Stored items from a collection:
- Opening Delimiter -

PR #8972, opened 2024-10-10
AG-12847 - row cell loops

peterjrreynolds:


packages/ag-grid-community/src/rendering/row/rowCtrl.ts
```diff
@@ -1813,7 +1816,7 @@ export class RowCtrl extends BeanStub<RowCtrlEvent> {
     public getCellCtrl(column: AgColumn): CellCtrl | null {
         // first up, check for cell directly linked to this column
         let res: CellCtrl | null = null;
-        this.getAllCellCtrls().forEach((cellCtrl) => {
+        this.someCellCtrls((cellCtrl) => {
             if (cellCtrl.getColumn() == column) {
                 res = cellCtrl;
```
peterjrreynolds, line 1821: Can we return `true` here and break the loop?

packages/ag-grid-community/src/rendering/row/rowCtrl.ts
```diff
@@ -1828,7 +1831,7 @@ export class RowCtrl extends BeanStub<RowCtrlEvent> {
         // more expensive, as spanning cols is a
         // infrequently used feature so we don't need to do this most
         // of the time
-        this.getAllCellCtrls().forEach((cellCtrl) => {
+        this.someCellCtrls((cellCtrl) => {
             if (cellCtrl.getColSpanningList().indexOf(column) >= 0) {
                 res = cellCtrl;
```
peterjrreynolds, line 1836: Can we return `true` here and break the loop?

packages/ag-grid-community/src/edit/editService.ts
```diff
@@ -137,9 +137,7 @@ export class EditService extends BeanStub implements NamedBean {
     }
 
     public stopAllEditing(cancel: boolean = false): void {
-        this.rowRenderer.getAllRowCtrls().forEach((rowCtrl) => {
-            rowCtrl.stopEditing(cancel);
-        });
+        this.rowRenderer.someRowCtrls((rowCtrl) => rowCtrl.stopEditing(cancel));
```
AndrewGlazier, line 140: Will this not return true when editing is stopped in one cell preventing other cells from being stopped? Or is that not a valid scenario

packages/ag-grid-community/src/edit/rowEditService.ts
```diff
@@ -14,19 +14,16 @@ export class RowEditService extends BeanStub implements NamedBean {
         event: KeyboardEvent | null = null
     ): boolean {
         let preventDefault = true;
-        const atLeastOneEditing = rowCtrl.getAllCellCtrls().reduce((prev: boolean, cellCtrl: CellCtrl) => {
```
AndrewGlazier: maybe you're not here yet, but this service looks redundant? Can we unwrap these funcs?

packages/ag-grid-community/src/rendering/row/rowCtrl.ts
StephenCooper: Can a column match more than one cellCtrl? Current implementation would get the last one if multiple matches whereas with a return we would get the first. 

On paper seems that this would be safe to return the first.

packages/ag-grid-community/src/rendering/row/rowCtrl.ts
```diff
@@ -775,10 +777,10 @@ export class RowCtrl extends BeanStub<RowCtrlEvent> {
     private addListenersForCellComps(): void {
         this.addManagedListeners(this.rowNode, {
             rowIndexChanged: () => {
-                this.getAllCellCtrls().forEach((cellCtrl) => cellCtrl.onRowIndexChanged());
+                this.someCellCtrls((cellCtrl) => cellCtrl.onRowIndexChanged());
             },
             cellChanged: (event) => {
-                this.getAllCellCtrls().forEach((cellCtrl) => cellCtrl.onCellChanged(event));
+                this.someCellCtrls((cellCtrl) => cellCtrl.onCellChanged(event));
```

- Closing Delimiter -

- [TASK OBJECTIVE]
Determine how many lines of the records above hold the word "rowRenderer" and give the number with nothing added.

- [WRITTEN SOLUTION]
2